• **TASK OBJECTIVE**
In the entries below, filter for the word "against" and copy every matching line.

Saved data entries:

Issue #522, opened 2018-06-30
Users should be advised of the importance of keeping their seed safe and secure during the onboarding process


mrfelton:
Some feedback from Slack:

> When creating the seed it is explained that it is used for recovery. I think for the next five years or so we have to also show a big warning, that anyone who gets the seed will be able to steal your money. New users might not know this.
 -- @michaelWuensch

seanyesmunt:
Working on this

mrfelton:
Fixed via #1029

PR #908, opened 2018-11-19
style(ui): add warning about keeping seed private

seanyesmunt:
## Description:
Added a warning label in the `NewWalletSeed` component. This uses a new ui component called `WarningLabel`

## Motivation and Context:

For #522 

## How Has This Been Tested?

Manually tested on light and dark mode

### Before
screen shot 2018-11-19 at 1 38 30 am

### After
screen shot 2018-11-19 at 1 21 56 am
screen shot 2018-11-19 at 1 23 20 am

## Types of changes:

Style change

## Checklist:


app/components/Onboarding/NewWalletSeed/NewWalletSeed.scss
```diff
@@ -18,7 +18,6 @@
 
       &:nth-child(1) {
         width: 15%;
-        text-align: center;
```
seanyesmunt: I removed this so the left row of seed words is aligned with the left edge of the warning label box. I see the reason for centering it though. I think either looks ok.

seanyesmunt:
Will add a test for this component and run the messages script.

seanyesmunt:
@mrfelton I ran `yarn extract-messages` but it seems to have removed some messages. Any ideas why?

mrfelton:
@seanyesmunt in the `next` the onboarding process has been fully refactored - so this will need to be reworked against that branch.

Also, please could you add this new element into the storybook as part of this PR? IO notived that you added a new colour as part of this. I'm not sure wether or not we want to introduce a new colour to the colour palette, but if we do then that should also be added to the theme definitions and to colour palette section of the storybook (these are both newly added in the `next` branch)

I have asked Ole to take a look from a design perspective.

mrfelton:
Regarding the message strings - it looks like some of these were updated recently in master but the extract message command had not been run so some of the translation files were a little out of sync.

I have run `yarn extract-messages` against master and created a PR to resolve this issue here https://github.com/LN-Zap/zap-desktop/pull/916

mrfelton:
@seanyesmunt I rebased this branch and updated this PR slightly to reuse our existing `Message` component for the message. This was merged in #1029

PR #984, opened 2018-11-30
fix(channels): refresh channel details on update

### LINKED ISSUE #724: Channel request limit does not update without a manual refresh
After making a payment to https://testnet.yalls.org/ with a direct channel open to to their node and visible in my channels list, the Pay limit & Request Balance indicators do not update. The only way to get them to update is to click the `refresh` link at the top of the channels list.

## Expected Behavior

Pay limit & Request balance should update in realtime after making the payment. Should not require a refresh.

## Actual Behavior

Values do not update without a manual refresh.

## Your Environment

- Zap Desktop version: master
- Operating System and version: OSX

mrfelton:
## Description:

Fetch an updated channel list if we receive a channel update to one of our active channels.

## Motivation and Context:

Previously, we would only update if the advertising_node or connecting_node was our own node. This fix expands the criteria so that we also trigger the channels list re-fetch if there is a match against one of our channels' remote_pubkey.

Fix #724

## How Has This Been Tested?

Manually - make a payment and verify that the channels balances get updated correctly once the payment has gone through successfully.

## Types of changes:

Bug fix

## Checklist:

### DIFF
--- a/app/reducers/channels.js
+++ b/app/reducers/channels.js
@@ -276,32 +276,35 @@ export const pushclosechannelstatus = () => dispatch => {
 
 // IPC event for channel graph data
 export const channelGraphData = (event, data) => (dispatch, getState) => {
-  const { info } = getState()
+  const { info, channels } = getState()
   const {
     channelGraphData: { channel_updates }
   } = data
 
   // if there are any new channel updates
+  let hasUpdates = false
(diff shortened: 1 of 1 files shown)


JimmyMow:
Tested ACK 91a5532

--

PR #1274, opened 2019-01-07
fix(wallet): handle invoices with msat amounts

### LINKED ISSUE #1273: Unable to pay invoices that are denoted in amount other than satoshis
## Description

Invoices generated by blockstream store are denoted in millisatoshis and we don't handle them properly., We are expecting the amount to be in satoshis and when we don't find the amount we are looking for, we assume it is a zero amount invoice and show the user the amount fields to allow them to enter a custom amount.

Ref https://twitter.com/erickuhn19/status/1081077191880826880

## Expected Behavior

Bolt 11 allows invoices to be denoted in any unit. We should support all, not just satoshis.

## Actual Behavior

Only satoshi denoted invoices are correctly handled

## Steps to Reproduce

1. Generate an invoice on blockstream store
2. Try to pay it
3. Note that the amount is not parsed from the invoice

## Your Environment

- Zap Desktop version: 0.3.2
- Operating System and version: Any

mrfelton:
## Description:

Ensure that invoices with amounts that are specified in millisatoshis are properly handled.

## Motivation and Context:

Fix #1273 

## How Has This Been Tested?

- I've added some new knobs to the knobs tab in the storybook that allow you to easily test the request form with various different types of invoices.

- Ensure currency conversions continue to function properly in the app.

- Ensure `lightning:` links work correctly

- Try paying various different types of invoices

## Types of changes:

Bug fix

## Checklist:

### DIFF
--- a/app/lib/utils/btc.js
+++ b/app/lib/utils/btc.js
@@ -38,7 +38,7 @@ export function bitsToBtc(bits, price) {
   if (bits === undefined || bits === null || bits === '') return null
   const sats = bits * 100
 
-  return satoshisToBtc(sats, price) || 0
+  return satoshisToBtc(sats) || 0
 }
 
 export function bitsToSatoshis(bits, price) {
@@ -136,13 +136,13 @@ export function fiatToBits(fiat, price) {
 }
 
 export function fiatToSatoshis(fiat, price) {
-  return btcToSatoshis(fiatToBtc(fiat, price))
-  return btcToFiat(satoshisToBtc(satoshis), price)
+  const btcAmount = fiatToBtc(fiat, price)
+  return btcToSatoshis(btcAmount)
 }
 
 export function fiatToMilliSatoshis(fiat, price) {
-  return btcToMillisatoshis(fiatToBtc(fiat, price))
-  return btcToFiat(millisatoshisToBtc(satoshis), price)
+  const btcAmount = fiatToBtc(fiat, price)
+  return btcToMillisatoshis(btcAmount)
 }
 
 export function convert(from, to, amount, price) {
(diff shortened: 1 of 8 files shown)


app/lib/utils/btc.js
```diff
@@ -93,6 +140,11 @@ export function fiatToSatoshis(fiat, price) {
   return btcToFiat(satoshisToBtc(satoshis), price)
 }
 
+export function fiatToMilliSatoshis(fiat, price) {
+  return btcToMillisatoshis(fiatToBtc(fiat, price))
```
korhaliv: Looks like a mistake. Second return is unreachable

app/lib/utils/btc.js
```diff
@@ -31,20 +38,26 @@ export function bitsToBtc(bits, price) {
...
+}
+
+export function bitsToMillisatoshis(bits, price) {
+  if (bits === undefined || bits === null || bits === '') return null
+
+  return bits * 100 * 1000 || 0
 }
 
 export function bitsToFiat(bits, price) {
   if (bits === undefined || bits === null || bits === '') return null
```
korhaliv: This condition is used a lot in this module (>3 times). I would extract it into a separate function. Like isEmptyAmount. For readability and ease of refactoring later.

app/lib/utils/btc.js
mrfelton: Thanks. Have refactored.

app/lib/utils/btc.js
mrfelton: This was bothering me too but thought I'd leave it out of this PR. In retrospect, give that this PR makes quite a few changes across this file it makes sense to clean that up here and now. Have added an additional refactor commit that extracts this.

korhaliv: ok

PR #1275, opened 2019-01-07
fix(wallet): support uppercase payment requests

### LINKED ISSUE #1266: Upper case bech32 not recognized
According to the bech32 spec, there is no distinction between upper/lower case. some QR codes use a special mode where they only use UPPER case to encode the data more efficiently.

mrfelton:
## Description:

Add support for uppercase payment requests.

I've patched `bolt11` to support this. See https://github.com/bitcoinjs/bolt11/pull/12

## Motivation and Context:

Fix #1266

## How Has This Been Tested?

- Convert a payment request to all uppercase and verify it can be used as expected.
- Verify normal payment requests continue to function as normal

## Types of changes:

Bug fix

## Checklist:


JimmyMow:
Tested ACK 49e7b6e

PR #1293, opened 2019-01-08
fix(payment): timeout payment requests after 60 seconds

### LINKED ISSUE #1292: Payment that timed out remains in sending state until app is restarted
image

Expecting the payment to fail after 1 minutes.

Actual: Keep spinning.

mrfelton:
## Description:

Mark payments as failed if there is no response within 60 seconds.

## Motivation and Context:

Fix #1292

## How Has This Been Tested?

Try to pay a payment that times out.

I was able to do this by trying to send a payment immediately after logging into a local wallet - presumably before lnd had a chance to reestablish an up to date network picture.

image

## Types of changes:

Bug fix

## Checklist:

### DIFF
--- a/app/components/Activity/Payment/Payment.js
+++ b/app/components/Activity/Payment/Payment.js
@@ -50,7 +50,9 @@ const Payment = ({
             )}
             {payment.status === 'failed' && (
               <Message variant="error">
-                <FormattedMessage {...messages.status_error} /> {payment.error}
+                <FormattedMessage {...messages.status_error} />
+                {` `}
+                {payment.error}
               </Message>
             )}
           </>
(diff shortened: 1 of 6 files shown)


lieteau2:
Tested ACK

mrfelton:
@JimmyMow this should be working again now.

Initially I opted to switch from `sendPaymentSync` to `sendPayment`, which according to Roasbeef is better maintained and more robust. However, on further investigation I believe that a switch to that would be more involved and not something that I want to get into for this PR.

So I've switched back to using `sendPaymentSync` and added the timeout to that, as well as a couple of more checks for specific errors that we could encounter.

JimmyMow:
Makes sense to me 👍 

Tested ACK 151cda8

• **OUTPUT**
@seanyesmunt in the `next` the onboarding process has been fully refactored - so this will need to be reworked against that branch.
I have run `yarn extract-messages` against master and created a PR to resolve this issue here https://github.com/LN-Zap/zap-desktop/pull/916
Previously, we would only update if the advertising_node or connecting_node was our own node. This fix expands the criteria so that we also trigger the channels list re-fetch if there is a match against one of our channels' remote_pubkey.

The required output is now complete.